For each line below with the word "breaks", write out a copy.

• [Data for the task]
◇ ◇ ◇ ◇ ◇ ◇ ◇

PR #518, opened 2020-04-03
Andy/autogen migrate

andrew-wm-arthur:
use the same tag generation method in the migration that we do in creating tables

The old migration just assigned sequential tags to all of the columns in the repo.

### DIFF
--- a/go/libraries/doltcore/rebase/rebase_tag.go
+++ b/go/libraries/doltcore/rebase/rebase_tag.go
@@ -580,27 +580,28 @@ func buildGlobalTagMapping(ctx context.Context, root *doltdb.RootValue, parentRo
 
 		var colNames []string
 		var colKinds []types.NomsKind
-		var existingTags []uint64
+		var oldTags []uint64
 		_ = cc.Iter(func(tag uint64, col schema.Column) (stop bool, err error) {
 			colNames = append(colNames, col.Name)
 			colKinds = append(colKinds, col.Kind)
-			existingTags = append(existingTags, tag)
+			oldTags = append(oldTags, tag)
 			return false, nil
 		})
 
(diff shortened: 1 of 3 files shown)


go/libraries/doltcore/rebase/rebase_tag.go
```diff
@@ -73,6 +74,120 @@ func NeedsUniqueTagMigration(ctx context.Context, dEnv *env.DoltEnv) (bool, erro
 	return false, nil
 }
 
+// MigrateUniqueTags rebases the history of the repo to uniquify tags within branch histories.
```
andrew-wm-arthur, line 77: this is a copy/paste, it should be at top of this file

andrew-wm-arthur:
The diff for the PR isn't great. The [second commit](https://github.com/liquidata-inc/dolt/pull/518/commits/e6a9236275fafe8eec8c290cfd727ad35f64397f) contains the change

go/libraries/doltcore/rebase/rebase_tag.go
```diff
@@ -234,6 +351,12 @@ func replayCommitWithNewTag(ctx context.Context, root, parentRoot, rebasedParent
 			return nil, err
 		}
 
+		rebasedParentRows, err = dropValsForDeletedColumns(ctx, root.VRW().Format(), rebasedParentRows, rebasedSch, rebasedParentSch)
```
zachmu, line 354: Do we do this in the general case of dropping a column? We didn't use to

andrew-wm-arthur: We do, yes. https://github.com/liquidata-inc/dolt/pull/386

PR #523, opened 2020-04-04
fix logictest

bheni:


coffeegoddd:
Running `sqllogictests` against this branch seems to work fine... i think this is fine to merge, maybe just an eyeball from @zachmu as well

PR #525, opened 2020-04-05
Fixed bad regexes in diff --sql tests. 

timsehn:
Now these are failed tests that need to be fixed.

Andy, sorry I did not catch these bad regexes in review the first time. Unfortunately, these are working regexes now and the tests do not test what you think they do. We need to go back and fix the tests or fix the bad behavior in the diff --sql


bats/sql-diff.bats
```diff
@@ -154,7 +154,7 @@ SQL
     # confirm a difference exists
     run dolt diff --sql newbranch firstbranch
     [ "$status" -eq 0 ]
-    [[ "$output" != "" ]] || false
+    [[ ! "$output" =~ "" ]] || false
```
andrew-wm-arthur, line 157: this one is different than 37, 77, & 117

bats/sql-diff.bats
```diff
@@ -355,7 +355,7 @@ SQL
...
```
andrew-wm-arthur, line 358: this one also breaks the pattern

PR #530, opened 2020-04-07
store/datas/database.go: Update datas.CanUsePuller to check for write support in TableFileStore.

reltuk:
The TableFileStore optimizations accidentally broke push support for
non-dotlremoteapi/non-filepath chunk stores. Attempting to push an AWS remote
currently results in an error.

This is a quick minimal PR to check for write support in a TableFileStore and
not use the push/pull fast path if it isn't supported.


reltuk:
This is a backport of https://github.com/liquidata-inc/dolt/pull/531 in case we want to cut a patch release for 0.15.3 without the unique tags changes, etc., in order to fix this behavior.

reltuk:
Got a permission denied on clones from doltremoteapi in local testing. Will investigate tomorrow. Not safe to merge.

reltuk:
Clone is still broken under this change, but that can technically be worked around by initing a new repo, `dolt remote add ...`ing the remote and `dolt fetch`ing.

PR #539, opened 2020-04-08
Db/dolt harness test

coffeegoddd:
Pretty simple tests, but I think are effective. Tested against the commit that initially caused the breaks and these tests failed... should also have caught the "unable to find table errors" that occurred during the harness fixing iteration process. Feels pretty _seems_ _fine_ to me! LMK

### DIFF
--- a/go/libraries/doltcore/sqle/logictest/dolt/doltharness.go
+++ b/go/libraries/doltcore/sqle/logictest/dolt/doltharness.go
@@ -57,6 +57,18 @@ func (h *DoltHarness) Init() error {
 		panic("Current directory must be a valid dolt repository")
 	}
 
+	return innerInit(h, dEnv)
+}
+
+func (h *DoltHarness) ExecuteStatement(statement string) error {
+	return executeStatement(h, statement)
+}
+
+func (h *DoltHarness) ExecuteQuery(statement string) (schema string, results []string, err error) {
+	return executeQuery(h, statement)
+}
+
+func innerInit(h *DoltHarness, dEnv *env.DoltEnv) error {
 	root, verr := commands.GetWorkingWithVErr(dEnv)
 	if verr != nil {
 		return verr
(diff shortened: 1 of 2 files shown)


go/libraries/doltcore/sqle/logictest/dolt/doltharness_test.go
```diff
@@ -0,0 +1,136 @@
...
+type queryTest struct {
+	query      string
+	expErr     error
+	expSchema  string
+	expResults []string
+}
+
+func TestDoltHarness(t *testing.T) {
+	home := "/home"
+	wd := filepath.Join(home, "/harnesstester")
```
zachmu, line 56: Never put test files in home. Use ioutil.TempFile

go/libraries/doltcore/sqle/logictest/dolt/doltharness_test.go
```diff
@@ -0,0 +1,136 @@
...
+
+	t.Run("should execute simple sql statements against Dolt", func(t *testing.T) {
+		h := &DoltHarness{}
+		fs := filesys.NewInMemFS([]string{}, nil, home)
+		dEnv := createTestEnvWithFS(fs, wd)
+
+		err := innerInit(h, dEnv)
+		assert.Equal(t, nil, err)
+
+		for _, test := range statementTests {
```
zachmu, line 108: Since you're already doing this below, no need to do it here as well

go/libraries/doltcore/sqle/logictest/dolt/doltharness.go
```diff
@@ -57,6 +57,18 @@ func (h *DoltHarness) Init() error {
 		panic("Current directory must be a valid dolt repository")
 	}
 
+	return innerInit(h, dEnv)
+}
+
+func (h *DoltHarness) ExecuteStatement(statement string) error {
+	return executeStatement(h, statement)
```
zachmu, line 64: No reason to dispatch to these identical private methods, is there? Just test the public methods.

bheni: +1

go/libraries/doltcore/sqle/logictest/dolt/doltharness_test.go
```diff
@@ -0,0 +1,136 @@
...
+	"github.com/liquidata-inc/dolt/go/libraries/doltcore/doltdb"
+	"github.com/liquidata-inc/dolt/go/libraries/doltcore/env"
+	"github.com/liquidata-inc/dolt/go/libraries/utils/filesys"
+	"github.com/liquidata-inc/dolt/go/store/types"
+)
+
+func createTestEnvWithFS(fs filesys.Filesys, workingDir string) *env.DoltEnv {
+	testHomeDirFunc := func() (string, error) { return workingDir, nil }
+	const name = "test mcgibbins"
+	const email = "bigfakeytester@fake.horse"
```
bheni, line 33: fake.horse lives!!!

◇ ◇ ◇ ◇ ◇ ◇ ◇

• [Solution for this task]
andrew-wm-arthur, line 358: this one also breaks the pattern
Pretty simple tests, but I think are effective. Tested against the commit that initially caused the breaks and these tests failed... should also have caught the "unable to find table errors" that occurred during the harness fixing iteration process. Feels pretty _seems_ _fine_ to me! LMK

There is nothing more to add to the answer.